(Image Source: MSNBC)
BY LAUREN ZIMA
New documents filed in a court battle where $400 million is at stake reveal the reclusive life of copper heiress Huguette Clark.
You’ve heard of The Great Gatsby and Grey Gardens, but you probably haven’t heard of Clark -- and she wanted it that way. The very private heiress died in May at age 104. In the months before her death, MSNBC began investigating how her fortune was handled. Clark’s family had complained that her lawyer and accountant had cut them off from contact with her.
The New York Post has the story on the first documents in the case.

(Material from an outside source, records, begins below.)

PR #5193, opened 2017-01-19
Create same number of mem descs w/ and w/o --devel

vasslitvinov:
MOTIVATION
----------

I found the number of AST nodes created with and without --devel
to differ. Here is what I believe was the cause.

callChplHereAlloc() invoked newMemDesc() passing it the name of
the type being allocated. newMemDesc() created a new memory descriptor
for each new name that it got. That involved new_IntSymbol() and so
a new VarSymbol + new DefExpr.

When compiling with --no-devel, type names for domains/arrays are
made nicer, e.g.:

  [CSRDom(2,int(64),domain(2,int(64),false))] int(64)

Cf. with --devel they are more verbose, e.g.:

  BaseSparseArr(int(64),2,int(64),CSRDom(2,int(64),_domain(DefaultRectangularDom(2,int(64),false))))
  BaseSparseArrImpl(int(64),2,int(64),CSRDom(2,int(64),_domain(DefaultRectangularDom(2,int(64),false))))
  CSRArr(int(64),2,int(64),CSRDom(2,int(64),_domain(DefaultRectangularDom(2,int(64),false))))

BTW they come from the following locations, respectively:

  ChapelDistribution.chpl:689
  ChapelDistribution.chpl:711
  LayoutCSR.chpl:425

when compiling $CHPL_HOME/test/users/engin/sparse_bulk_dist/sparseBulk.chpl -ssparseLayoutType=CSR

In a couple of cases, such as this, different types have the same
(nicer) name with --no-devel whereas different names with --devel.
So the latter caused extra new_IntSymbol() and so extra two nodes
compared to the former.

WITH THIS CHANGE
----------------

newMemDesc now accepts and hashes on the Type* to be allocated,
so distinct types always get distinct memory descriptors
regardless of --devel or not.

As a result, in the above compilation the number of AST nodes
matches between --devel and --no-devel until insertLineNumbers().
insertLineNumbers and codegen still add more nodes with --no-devel
than with --devel. For the above compilation I got ~13k extra in
insertLineNumbers and another ~1.1k in codegen.
(I did not investigate these.)

Interestingly, all calls to newMemDesc resulting in new descriptors
come from resolution - except for one. It happens during scopeResolve
calling callChplHereAlloc(fn->_this->type) (was callChplHereAlloc(fn->_this))
from within build_constructor(AggregateType* ct)
invoked on the generic _ref type.
The corresponding descriptor was associated with "this", now with "_ref".
I did not investigate what becomes of this allocation
when the constructor for _ref is instantiated, if it ever is.
(I did not see any "this" descriptors from nightly memleaks testing.)
This seems to be the first call to newMemDesc, so the memory descriptor is 0.

IMPLEMENTATION
--------------

As suggested by Michael, I made newMemDesc() create separate
descriptor numbers based on the type, rather than its name.

* This required a deviation from name-centric memory descriptors.
In a few cases newMemDesc() is invoked on char* literals e.g.
"global heap-converted data", "bundled args", etc.
Prior to this change, there was a 1:1 between the name and
the descriptor number. Now the same type name can have several
descriptors if multiple Types have the same name. See the above
example.

newMemDesc() still has an implementation that accepts strings.
It uses a separate hash table and issues distinct descriptors
from those on Types.

Michael and I discussed merging the two hash tables into one,
however did not find an easy solution, and it did not seem
worth it to me to try to merge them.

* To implement that, I created a separate newMemDesc() and memDescsMap
that operate on Types. Note that memDescsNodeMap hashes on Type ID,
not the Type* pointer. This is to guard against the case where a Type
is removed from tree and its pointer is reused. Even though such
a case is unlikely.

Michael has reservations about it, perhaps based on the rest
of the compiler using node pointer rather than node ID for hashing
in cases like this. I have been bitten once by pointer-based hashing
when the node used as the key got deallocated then another node
got allocated at the same address. The Map gave me an incorrect
node as a result. Given that I am unaware of the policy that Type
nodes are never deleted (even though in reality that may well be the
case), I am being extra cautious and using IDs for hashing.
However, we can revert to hashing on pointers if desired.

MORE MEMORY DESCRIPTORS NOW - esp. for _ic_ types
-------------------------------------------------

The names associated with memory descriptors in the compiled program's
output - those are still always char* - are visible e.g. when running
with --memLeaks.

This is most prominent for iterator classes, they are named _ic_....

Now we create separate descriptors for ICs corresponding to serial,
leader, follower, and standalone iterators (when applicable),
whereas before they were collapsed into one. I left it this way
encouraged by Brad. We can still collapse them by dispatching calls
on IC types to the string-based implementation of newMemDesc.
Of we can be fancy and extend the names for memory descriptors
of IC types with "(leader)", "(follower)", etc.

So now we may be observing multiple lines with the same descriptor name
instead of a single line with combined counts.

I did not come up with an example illustrating that. The test
discussed above leaks those arrays, however it does not illustrate.
We might see something in the nightly memleak testing where we do leak
_ic_ things occasionally.

WHILE THERE
-----------

* I modified callChplHereAlloc() to always accept Type*
instead of Symbol*, thus avoiding Type*->Symbol*->Type* conversion.

The only place where this was non-trivial was replacement:
  callChplHereAlloc(fn->_this) --> callChplHereAlloc(fn->_this->type)
in
  build_constructor(AggregateType* ct)
(See above for a remark on this.)

* Removed a couple of unnecessary lines from callChplHereAlloc().

* Removed an unnecessary SET_LINENO() call from scopeResolve().

* I considered removing the optional 'md' formal in callChplHereAlloc()
because it is currently unused. I chose to leave it there just in case
and for symmetry with insertChplHereAlloc.

### DIFF
--- a/compiler/AST/primitive.cpp
+++ b/compiler/AST/primitive.cpp
@@ -702,16 +702,26 @@ initPrimitive() {
   prim_def(PRIM_REQUIRE, "require", returnInfoVoid, false, false);
 }
 
-Map<const char*, VarSymbol*> memDescsMap;
+static Map<const char*, VarSymbol*> memDescsMap;
+static Map<int, VarSymbol*> memDescsNodeMap;
 Vec<const char*> memDescsVec;
+static int64_t memDescInt = 0;
 
 VarSymbol* newMemDesc(const char* str) {
-  static int64_t memDescInt = 0;
   const char* s = astr(str);
   if (VarSymbol* v = memDescsMap.get(s))
     return v;
   VarSymbol* memDescVar = new_IntSymbol(memDescInt++, INT_SIZE_16);
   memDescsMap.put(s, memDescVar);
   memDescsVec.add(s);
+  return memDescVar;
+}
+
+VarSymbol* newMemDesc(Symbol* sym) {
+  if (VarSymbol* v = memDescsNodeMap.get(sym->id))
+    return v;
+  VarSymbol* memDescVar = new_IntSymbol(memDescInt++, INT_SIZE_16);
+  memDescsNodeMap.put(sym->id, memDescVar);
+  memDescsVec.add(sym->name);
   return memDescVar;
 }
--- a/compiler/AST/primitive.cpp
+++ b/compiler/AST/primitive.cpp
@@ -703,7 +703,7 @@ initPrimitive() {
 }
 
 static Map<const char*, VarSymbol*> memDescsMap;
-static Map<int, VarSymbol*> memDescsNodeMap;
+static Map<int, VarSymbol*> memDescsNodeMap;  // key is the Type node's ID
 Vec<const char*> memDescsVec;
 static int64_t memDescInt = 0;
 
@@ -717,11 +717,11 @@ VarSymbol* newMemDesc(const char* str) {
   return memDescVar;
 }
 
-VarSymbol* newMemDesc(Symbol* sym) {
-  if (VarSymbol* v = memDescsNodeMap.get(sym->id))
+VarSymbol* newMemDesc(Type* type) {
+  if (VarSymbol* v = memDescsNodeMap.get(type->id))
     return v;
   VarSymbol* memDescVar = new_IntSymbol(memDescInt++, INT_SIZE_16);
-  memDescsNodeMap.put(sym->id, memDescVar);
-  memDescsVec.add(sym->name);
+  memDescsNodeMap.put(type->id, memDescVar);
+  memDescsVec.add(type->symbol->name);
   return memDescVar;
 }
--- a/compiler/AST/expr.cpp
+++ b/compiler/AST/expr.cpp
@@ -1623,7 +1623,7 @@ CallExpr* callChplHereAlloc(Symbol *s, VarSymbol* md) {
   // Since the type is not necessarily known, resolution will fix up
   // this sizeof() call to take the resolved type of s as an argument
   sizeExpr = new CallExpr(PRIM_SIZEOF, new SymExpr(s));
-  mdExpr = (md != NULL) ? md : newMemDesc(s->name);
+  mdExpr = (md != NULL) ? md : newMemDesc(s);
   CallExpr* allocExpr = new CallExpr("chpl_here_alloc", sizeExpr, mdExpr);
   // Again, as we don't know the type yet, we leave it to resolution
   // to put in the cast to the proper type
@@ -1643,7 +1643,7 @@ void insertChplHereAlloc(Expr *call, bool insertAfter, Symbol *sym,
                                     new CallExpr(PRIM_SIZEOF,
                                                  (ct != NULL) ?
                                                  ct->symbol : t->symbol));
-  VarSymbol* mdExpr = (md != NULL) ? md : newMemDesc(t->symbol->name);
+  VarSymbol* mdExpr = (md != NULL) ? md : newMemDesc(t->symbol);
   Symbol *allocTmp = newTemp("chpl_here_alloc_tmp", dtCVoidPtr);
   CallExpr* allocExpr = new CallExpr(PRIM_MOVE, allocTmp,
                                      new CallExpr(gChplHereAlloc,
--- a/compiler/AST/expr.cpp
+++ b/compiler/AST/expr.cpp
@@ -1623,7 +1623,7 @@ CallExpr* callChplHereAlloc(Symbol *s, VarSymbol* md) {
   // Since the type is not necessarily known, resolution will fix up
   // this sizeof() call to take the resolved type of s as an argument
   sizeExpr = new CallExpr(PRIM_SIZEOF, new SymExpr(s));
-  mdExpr = (md != NULL) ? md : newMemDesc(s);
+  mdExpr = (md != NULL) ? md : newMemDesc(s->type);
   CallExpr* allocExpr = new CallExpr("chpl_here_alloc", sizeExpr, mdExpr);
   // Again, as we don't know the type yet, we leave it to resolution
   // to put in the cast to the proper type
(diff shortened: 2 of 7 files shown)


compiler/AST/primitive.cpp
```diff
@@ -702,11 +702,12 @@ initPrimitive() {
   prim_def(PRIM_REQUIRE, "require", returnInfoVoid, false, false);
 }
 
-Map<const char*, VarSymbol*> memDescsMap;
+static Map<const char*, VarSymbol*> memDescsMap;
```
mppf: I think I'd expect you to remove memDescMap and replace newMemDesc with something like this:

```
 VarSymbol* newMemDesc(const char* str) {
  newMemDesc(new_StringSymbol(str));
}
```

Is there some reason that can't work?

compiler/AST/primitive.cpp
```diff
@@ -702,11 +702,12 @@ initPrimitive() {
...
+static Map<int, VarSymbol*> memDescsNodeMap;
```
mppf: I'm not crazy about the 'int' key here but I understand why it might make it easier. Do we use AST ids in this way in other places?

bradcray:
@vasslitvinov : Is this the PR that resulted in the change in how memory leaks are displayed that you were telling me about by the water cooler yesterday?  Or did you patch things up so that there wouldn't be a delta anymore?  If there is a change, could you describe what the old vs. new behavior is, maybe using output from a memleaks run?

compiler/AST/primitive.cpp
vasslitvinov: This particular code does not work because, I believe, new_StringSymbol(str)->name is something like _literal_3093, and we do not want these things to show in the memory leaks table.

compiler/AST/primitive.cpp
vasslitvinov: I tripped over the issue a couple of months ago, do not remember off hand where.

Other than that, I am not aware of other places where we use ints as keys.

compiler/AST/primitive.cpp
mppf: The simple solution to that is to give newMemDesc a special case for string symbols. If you think that is better than having 2 maps (I do, but it's not a sure thing) then it's worth trying.

compiler/AST/primitive.cpp
mppf: Isn't the argument key of this map really a TypeSymbol* ?
I don't think we ever remove TypeSymbols. Am I wrong?

compiler/AST/primitive.cpp
```diff
@@ -715,3 +716,12 @@ VarSymbol* newMemDesc(const char* str) {
   memDescsVec.add(s);
   return memDescVar;
 }
+
+VarSymbol* newMemDesc(Symbol* sym) {
```
mppf: Let's make this take in a TypeSymbol*

vasslitvinov: When newMemDesc is invoked from callChplHereAlloc(), it is passed a Symbol, not a TypeSymbol. I doubt it is worth converting Symbol to TypeSymbol in that case.

compiler/AST/primitive.cpp
vasslitvinov: Most likely. However, are you willing to bet developers' time that this will never happen?

compiler/AST/primitive.cpp
mppf: But it doesn't make sense to have memDescs for different variables. MemDescs are for types, right? It would be trivial to pass s->typeInfo()->symbol in callChplHereAlloc.

compiler/AST/primitive.cpp
mppf: I think it's more likely that somebody will be "suprised" by this use of AST ids than it is that they'll be surprised that we can't delete TypeSymbols. If I am correct that TypeSymbols are never dead-code eliminated, this code would be less unusual if it just used TypeSymbol* as the key to the map. (Or a Type* for that matter).

compiler/AST/primitive.cpp
mppf: The argument could be a Type* too and that would be just as good as a TypeSymbol* in my opinion.

vasslitvinov: Good idea. Would you be OK with s->type->symbol instead?

vasslitvinov: Or maybe we make newMemDesc accept Type* instead of TypeSymbol* ?

mppf: I think it's probably the most sane to make newMemDesc accept a Type*

compiler/AST/primitive.cpp
vasslitvinov: If we use new_StringSymbol(str), then we cannot hash on TypeSymbols, so our other discussion thread won't work.

mppf: I'd like the interface for the rest of the compiler to take in Type* or const char *.
You can write a do_newMemDescInternal or whatever you choose to name it that handles the details to get both to be a Symbol*. I'd rather get the interface right than reduce the number of hashtables from 2 to 1.

compiler/AST/primitive.cpp
vasslitvinov: So here is the trade-off:

* hash on IDs => somebody is surprised => they read the comment on memDescsNodeMap (which I will add) and figure it out

* hash on Type* => a minuscule chance of a bug when we possibly delete a Type* possibly in the future => misleading information in memLeaks output => either doesn't matter or takes hours? days? to figure out

Your call.

mppf: I don't have a strong opinion about this. However I think we should be clear with ourselves whether or not Type* can be deleted. E.g. in LLVM they cannot. I sense you prefer hashing on integer IDs which is OK for now.

mppf:
This is OK with me, provided testing is clean.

“Investigators ... are focused on the management of Clark’s $400 million fortune … As part of those probes, a judge ordered [her lawyer and accountant] to account for every penny they spent in Clark’s name as they handled her affairs … the 2,800-page accounting … offers the first detailed glimpse of the mysterious millionairess’ financial and emotional life.”
That document, which covers spending in the last 14 years of Clark’s life, reveals just how reclusive she had become. These photos are of her 52-acre, $24 million Connecticut estate, but she hadn’t been there in years. The New York Times explains.
“Mrs. Clark was from her 30s onward an antisocial socialite, an enigmatic figure whose closest companions were her mother and her dolls. … She ate … crackers and sardines and watched television, most avidly ‘The Flintstones.’”
Indeed, she had a priceless collection of thousands of dolls and a 42-bedroom apartment on Fifth Avenue worth $100 million, but Clark had lived under an alias in hospitals since the 1980s, even when her health was good.
The document reveals that, while Clark was living in that simple hospital room, she was supposedly spending $1 million a month. In addition, her lawyer and accountant spent $123.6 million of her money in 14 years.
In a story from May, NBC explains how the pair first raised eyebrows.
“Wally Bock quietly arranged to sell Clark’s rare Stradivarius violin for $6 million, and her Renoir painting for $23.5 million. Now investigators want to know -- where did the money go?”
Clark’s lawyer and accountant were also left another $17 million in her will, but her family got nothing. For now, her assets are frozen as the legal battle continues.